= Task to carry out =
Report each line from the data below that holds the word "liner".
%%
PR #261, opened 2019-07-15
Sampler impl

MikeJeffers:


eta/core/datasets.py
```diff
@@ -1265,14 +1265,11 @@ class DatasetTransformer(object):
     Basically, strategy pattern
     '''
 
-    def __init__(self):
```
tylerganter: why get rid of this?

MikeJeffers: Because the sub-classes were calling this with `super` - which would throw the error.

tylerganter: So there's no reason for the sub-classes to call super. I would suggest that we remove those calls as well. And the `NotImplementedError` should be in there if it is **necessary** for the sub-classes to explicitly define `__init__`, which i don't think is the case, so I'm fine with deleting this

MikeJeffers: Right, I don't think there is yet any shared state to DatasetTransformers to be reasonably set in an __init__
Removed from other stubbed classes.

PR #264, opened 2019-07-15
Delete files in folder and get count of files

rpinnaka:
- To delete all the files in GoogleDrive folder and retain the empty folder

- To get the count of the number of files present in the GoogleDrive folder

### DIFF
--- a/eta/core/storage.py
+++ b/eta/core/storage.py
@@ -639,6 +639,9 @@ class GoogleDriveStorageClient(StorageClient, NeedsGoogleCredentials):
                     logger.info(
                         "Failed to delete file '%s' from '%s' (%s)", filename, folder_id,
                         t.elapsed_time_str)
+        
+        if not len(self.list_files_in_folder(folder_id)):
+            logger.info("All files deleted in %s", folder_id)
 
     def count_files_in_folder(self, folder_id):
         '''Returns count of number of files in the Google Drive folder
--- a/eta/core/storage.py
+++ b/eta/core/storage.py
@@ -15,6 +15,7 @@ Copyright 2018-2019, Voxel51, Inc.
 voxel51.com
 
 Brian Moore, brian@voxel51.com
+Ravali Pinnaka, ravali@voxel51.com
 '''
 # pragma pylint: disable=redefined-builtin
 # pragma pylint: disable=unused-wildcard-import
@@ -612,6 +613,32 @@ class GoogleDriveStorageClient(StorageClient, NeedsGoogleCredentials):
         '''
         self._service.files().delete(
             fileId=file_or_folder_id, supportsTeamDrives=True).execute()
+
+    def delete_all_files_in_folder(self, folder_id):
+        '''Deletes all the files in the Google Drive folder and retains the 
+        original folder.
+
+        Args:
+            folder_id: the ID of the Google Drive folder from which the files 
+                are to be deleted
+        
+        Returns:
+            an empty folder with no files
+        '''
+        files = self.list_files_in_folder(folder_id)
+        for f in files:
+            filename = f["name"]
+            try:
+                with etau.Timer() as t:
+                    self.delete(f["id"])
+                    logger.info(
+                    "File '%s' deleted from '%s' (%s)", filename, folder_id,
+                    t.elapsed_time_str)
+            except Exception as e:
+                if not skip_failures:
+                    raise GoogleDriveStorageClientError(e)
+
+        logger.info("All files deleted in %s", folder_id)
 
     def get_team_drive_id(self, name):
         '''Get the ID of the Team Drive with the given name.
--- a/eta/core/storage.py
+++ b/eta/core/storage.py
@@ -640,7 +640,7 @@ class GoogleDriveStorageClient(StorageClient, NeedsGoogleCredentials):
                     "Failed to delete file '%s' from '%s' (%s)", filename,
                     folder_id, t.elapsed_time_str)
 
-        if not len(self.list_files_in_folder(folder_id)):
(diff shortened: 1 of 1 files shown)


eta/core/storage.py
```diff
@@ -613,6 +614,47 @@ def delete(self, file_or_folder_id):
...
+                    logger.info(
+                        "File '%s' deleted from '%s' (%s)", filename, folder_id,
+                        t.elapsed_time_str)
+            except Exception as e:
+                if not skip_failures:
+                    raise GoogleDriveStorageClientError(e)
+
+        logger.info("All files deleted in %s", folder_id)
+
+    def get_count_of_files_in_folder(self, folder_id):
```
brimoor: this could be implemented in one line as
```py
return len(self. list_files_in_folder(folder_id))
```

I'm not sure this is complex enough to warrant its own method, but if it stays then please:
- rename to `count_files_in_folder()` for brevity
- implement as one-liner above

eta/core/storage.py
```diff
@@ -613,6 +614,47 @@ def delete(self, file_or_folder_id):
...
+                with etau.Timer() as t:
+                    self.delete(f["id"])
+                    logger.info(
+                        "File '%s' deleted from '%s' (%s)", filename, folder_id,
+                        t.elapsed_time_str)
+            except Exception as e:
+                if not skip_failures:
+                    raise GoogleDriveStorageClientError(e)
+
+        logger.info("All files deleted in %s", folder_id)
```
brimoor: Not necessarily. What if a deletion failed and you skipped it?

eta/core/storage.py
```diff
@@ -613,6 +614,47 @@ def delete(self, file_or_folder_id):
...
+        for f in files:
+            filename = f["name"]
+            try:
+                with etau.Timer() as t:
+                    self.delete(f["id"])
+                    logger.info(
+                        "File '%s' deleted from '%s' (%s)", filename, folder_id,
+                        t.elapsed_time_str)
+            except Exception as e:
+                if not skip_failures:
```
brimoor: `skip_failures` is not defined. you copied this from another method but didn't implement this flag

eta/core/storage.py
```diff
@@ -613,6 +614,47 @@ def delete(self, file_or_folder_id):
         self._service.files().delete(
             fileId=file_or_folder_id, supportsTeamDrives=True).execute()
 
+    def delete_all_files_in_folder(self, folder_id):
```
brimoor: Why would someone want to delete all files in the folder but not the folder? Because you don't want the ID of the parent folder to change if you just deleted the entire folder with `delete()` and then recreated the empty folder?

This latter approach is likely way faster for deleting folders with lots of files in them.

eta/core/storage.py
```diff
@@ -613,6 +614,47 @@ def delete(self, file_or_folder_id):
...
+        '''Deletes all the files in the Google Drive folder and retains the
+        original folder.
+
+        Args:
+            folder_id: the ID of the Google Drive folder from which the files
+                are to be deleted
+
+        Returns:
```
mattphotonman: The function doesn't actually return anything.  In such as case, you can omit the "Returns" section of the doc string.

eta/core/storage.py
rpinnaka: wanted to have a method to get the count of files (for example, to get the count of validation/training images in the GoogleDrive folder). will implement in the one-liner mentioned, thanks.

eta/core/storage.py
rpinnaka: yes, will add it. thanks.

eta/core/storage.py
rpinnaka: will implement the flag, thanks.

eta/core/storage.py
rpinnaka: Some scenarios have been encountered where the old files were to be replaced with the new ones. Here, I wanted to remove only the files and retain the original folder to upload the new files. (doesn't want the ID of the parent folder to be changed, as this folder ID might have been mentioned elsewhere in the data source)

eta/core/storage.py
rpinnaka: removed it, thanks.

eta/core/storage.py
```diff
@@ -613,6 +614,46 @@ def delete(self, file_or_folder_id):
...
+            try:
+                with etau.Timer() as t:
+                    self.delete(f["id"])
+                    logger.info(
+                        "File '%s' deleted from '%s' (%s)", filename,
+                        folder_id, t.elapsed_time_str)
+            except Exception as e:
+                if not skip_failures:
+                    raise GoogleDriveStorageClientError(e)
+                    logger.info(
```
%%
= Exercise response =
- implement as one-liner above
rpinnaka: wanted to have a method to get the count of files (for example, to get the count of validation/training images in the GoogleDrive folder). will implement in the one-liner mentioned, thanks.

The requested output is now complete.